▶ **Instructions for the task**
From the listing below, output only the lines starting at the line that has "never auto-exit |" and ending at the line that has "This has a bit", exactly as they appear, ends included.

▶ **Extracted information**

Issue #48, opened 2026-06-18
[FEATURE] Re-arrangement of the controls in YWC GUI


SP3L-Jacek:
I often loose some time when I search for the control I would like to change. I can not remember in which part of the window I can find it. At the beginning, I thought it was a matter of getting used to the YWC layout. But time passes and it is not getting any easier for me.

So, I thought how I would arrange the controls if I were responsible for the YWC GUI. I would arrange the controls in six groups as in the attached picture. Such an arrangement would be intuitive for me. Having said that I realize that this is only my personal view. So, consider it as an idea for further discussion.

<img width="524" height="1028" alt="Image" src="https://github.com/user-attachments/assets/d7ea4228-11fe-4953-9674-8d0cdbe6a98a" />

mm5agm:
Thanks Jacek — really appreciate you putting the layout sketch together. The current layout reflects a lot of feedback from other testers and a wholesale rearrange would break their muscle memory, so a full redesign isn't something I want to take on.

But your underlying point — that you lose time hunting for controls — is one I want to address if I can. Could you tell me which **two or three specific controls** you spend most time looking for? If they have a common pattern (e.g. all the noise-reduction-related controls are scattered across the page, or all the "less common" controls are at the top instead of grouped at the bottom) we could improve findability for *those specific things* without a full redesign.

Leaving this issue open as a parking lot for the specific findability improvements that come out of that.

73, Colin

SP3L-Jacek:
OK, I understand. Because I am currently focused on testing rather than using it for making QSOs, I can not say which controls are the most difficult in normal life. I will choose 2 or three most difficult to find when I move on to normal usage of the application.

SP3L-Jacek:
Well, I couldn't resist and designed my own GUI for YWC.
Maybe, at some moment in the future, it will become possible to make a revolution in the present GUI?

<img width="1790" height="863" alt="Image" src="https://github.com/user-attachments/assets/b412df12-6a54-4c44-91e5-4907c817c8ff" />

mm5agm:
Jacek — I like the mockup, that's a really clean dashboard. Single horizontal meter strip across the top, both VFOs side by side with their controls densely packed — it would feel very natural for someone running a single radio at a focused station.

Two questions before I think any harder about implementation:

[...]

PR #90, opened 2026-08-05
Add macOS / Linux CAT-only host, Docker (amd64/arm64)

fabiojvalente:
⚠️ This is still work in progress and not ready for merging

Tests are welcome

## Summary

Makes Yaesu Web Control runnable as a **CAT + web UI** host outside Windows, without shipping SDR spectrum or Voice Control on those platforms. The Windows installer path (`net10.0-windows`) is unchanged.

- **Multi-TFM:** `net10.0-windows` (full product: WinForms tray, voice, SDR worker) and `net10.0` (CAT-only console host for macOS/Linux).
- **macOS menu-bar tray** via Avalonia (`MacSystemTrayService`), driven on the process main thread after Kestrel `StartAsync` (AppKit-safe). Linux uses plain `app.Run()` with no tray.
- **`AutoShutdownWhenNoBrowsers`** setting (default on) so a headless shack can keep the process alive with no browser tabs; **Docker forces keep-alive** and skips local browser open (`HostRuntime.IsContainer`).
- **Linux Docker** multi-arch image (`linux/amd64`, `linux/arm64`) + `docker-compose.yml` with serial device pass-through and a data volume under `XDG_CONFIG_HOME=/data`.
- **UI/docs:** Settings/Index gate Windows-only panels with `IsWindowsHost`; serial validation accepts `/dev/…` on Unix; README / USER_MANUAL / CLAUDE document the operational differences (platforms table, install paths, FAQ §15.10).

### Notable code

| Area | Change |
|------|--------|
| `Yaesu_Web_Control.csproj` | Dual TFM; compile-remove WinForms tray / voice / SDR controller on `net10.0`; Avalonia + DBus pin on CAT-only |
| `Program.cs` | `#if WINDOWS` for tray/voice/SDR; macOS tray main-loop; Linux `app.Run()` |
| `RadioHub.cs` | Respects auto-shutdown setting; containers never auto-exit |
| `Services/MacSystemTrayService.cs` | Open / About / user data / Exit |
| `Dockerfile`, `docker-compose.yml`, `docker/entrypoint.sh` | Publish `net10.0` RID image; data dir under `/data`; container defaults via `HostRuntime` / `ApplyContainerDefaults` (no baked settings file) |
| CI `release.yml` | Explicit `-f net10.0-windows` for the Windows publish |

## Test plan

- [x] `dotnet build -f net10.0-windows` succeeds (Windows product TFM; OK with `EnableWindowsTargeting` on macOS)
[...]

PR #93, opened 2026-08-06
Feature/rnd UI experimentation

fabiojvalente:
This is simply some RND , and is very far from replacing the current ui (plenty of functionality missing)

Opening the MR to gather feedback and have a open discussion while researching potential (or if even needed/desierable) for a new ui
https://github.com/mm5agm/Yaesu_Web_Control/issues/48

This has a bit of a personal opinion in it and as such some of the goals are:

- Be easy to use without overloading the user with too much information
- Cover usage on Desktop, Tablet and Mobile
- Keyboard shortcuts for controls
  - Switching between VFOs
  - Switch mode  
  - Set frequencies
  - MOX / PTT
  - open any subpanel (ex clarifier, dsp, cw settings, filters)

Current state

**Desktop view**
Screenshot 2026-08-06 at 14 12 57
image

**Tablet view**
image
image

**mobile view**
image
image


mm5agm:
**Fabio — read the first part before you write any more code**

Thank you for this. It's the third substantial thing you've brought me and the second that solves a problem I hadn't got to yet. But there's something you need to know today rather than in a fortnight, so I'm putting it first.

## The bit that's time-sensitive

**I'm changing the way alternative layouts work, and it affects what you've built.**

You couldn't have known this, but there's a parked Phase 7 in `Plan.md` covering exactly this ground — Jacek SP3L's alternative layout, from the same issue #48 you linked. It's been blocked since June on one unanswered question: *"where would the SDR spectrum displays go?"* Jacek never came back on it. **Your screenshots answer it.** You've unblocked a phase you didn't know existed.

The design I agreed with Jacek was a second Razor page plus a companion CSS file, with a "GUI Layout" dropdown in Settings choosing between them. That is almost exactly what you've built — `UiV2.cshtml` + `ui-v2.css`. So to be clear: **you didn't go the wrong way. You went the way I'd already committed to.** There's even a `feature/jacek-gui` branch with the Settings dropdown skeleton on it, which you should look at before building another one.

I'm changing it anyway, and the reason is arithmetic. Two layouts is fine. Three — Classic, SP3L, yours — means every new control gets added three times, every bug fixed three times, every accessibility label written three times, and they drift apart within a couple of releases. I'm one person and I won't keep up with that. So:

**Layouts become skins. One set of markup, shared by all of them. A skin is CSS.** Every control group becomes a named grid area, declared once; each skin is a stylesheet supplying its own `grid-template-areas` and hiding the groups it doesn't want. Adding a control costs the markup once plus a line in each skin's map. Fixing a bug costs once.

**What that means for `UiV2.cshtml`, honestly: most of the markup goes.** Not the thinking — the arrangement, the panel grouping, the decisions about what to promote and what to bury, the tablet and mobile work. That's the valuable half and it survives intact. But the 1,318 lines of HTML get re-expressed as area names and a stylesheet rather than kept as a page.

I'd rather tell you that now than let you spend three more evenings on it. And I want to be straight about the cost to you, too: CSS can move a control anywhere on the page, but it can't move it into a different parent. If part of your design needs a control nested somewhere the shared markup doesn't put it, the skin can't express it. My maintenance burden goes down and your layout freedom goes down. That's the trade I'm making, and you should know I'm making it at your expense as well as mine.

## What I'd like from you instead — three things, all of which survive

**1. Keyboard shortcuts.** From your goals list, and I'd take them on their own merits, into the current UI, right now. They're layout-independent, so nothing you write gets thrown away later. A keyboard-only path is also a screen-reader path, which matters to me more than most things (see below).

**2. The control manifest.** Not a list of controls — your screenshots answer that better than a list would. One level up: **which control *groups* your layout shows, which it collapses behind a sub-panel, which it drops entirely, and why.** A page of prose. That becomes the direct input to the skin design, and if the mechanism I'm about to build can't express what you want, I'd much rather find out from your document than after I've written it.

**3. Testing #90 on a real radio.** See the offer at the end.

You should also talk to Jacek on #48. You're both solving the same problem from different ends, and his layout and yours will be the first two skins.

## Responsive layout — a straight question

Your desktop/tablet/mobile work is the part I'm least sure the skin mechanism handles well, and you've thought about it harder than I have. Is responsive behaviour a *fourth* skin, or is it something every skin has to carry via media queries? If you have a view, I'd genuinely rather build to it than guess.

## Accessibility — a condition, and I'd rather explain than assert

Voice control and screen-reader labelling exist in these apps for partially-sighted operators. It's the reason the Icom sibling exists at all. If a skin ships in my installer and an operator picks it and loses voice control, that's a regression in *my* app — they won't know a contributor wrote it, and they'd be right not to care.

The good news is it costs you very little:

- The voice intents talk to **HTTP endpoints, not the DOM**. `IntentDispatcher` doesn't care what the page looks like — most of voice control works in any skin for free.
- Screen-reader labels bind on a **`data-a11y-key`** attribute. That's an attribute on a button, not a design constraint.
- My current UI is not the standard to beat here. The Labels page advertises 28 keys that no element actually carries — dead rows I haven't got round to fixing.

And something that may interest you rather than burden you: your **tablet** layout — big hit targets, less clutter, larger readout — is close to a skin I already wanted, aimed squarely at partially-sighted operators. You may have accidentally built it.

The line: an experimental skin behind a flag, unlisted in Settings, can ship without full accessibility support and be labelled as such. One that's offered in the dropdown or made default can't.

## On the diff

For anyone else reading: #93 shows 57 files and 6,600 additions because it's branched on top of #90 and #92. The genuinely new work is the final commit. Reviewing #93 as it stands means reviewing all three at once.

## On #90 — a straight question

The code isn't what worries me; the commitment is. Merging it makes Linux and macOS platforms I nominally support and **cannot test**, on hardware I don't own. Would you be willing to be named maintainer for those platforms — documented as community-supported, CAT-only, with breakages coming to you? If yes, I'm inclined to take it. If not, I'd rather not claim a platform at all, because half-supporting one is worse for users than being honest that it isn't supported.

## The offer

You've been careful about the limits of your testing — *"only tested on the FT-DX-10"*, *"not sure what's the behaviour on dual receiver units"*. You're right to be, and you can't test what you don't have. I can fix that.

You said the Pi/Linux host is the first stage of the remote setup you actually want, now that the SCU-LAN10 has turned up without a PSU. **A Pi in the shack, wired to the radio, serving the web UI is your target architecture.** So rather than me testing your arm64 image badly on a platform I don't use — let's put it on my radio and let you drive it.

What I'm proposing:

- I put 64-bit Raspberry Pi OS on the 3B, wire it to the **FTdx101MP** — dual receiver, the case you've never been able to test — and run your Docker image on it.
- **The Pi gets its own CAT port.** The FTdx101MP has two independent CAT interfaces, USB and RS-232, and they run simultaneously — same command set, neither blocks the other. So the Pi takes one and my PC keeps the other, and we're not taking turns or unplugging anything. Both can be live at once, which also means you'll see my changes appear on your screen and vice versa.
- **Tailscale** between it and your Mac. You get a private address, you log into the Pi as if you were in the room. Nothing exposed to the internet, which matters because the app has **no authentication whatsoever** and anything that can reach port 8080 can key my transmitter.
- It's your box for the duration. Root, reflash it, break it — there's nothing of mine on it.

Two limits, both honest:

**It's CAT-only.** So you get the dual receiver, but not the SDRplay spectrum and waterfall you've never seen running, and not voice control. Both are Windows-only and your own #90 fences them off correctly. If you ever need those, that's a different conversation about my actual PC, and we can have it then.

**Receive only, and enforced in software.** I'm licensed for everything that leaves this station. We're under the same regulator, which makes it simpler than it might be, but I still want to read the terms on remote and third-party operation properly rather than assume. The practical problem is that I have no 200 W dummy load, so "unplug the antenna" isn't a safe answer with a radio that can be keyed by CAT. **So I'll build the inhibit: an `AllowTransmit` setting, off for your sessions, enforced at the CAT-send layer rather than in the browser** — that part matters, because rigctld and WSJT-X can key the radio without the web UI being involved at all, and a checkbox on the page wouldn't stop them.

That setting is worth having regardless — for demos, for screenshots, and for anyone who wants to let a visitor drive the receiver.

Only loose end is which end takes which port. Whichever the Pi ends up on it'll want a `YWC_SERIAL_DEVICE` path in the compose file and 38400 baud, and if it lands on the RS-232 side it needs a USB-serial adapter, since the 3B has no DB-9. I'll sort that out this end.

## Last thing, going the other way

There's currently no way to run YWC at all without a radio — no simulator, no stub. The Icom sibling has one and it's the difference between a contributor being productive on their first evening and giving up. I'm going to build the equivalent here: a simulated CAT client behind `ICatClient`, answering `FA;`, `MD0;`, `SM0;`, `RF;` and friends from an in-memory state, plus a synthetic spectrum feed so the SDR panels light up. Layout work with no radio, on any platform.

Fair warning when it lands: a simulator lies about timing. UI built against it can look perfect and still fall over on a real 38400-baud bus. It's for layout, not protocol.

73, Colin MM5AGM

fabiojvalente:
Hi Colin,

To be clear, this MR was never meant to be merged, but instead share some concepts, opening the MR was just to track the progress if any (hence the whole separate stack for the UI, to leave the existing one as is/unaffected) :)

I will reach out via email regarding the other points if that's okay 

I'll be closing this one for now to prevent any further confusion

▶ **Task output**
| `RadioHub.cs` | Respects auto-shutdown setting; containers never auto-exit |
| `Services/MacSystemTrayService.cs` | Open / About / user data / Exit |
| `Dockerfile`, `docker-compose.yml`, `docker/entrypoint.sh` | Publish `net10.0` RID image; data dir under `/data`; container defaults via `HostRuntime` / `ApplyContainerDefaults` (no baked settings file) |
| CI `release.yml` | Explicit `-f net10.0-windows` for the Windows publish |

## Test plan

- [x] `dotnet build -f net10.0-windows` succeeds (Windows product TFM; OK with `EnableWindowsTargeting` on macOS)
[...]

PR #93, opened 2026-08-06
Feature/rnd UI experimentation

fabiojvalente:
This is simply some RND , and is very far from replacing the current ui (plenty of functionality missing)

Opening the MR to gather feedback and have a open discussion while researching potential (or if even needed/desierable) for a new ui
https://github.com/mm5agm/Yaesu_Web_Control/issues/48

This has a bit of a personal opinion in it and as such some of the goals are:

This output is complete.